IBD has two serotypes: serotype 1 and serotype is the most important causes disease in chickens, serotype 2 is found in chicken, turkey and duck, but is not pathogenic. Within the serotype 1, the so-called variant IBD viruses' for. These cause many problems in the USA. Within a serotype, a further subdivision into groups as possible. This is done based on differences in amino acid sequence. The groups with modern DNA techniques to map. The virus has an incubation period of 2 to 3 days.
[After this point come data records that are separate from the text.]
PR #5235, opened 2024-05-08
simplify: do not stage config

joschisan:
Not writing to disk in the ConfigGenApi  makes it easier to reason about the behaviour of the ConfigGenApi struct as it is conceptually encapsulated. Now FedimintServers behaviour only depends on files that it has written to disk itself while ConfigGenApi has no side effects. Furthermore, a crashed config gen starts from a clean slate and does not have to deal with potential remnants.

### DIFF
--- a/fedimint-server/src/config/api.rs
+++ b/fedimint-server/src/config/api.rs
@@ -1,13 +1,10 @@
 use std::collections::BTreeMap;
-use std::fs;
 use std::net::SocketAddr;
-use std::path::PathBuf;
 use std::sync::Arc;
 use std::time::Duration;
 
 use async_trait::async_trait;
 use bitcoin_hashes::sha256;
-use fedimint_aead::random_salt;
 use fedimint_api_client::api::{DynGlobalApi, StatusResponse};
 use fedimint_core::admin_client::{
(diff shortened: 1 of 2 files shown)


elsirion (changes requested):
ConceptNACK: staging was added on purpose to avoid a potential bug  from accidentally deleting the live guardian config. CC @justinmoon who originally proposed this.

joschisan:
@elsirion Could you please elaborate on the issue and why staging avoids it?

elsirion:
We only have code that can delete files in staging, not the final config directory, so if that function is called by accident nothing too had should happen.

joschisan:
@elsirion This pr does not introduce any code to delete the config files either; the config is only written to disk after the start_consensus method has been called.

elsirion:
After taking a deeper look at the code what you want to do is postponing writing of the config till DKG is finished and configs have been verified. That way we don't have to delete anything anymore when resetting the cofiggen process. One drawback of this is that you cannot restart `fedimintd` mid-setup anymore, which iirc was the reason for going with this approach, but we never really tested it, so I think we could just do away with this feature and this PR looks ok at a high level.

elsirion (dismissed):

elsirion:
Needs rebase :(

tvolk131 (approved):

dpc (approved):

Infection RouteVirus Spread within a flock is through direct and indirect contact. The manure is the main source of dust stain. Infected animals secreted up to two weeks after infection with the virus much manure. Transmission through the air (aero gene transmission) plays no role. There is no evidence of transmission through hatching (vertical transmission). Also, we do not know 'carriers'.The virus is highly resistant, thus IBD problem once infected premises may remain long. After removal of an IBD-infected flocks remains the loft for at least 122 days infectious, water, feed and manure samples from a contaminated pen after 52 days still infectious. IBD virus includes sensitive to chloramine disinfection with 2% (Halamid), formalin and glutaraldehyde.
Between companiesSpread to other firms takes place through people, animals or contaminated materials. Because of the resistant nature of the indirect transfer easily find Gumborovirus place. Wild birds, rodents and polystyrene beetles can transmit the virus to other couples and / or companies. The virus can survive for long in manure. Contaminated manure near businesses is a clear risk factor.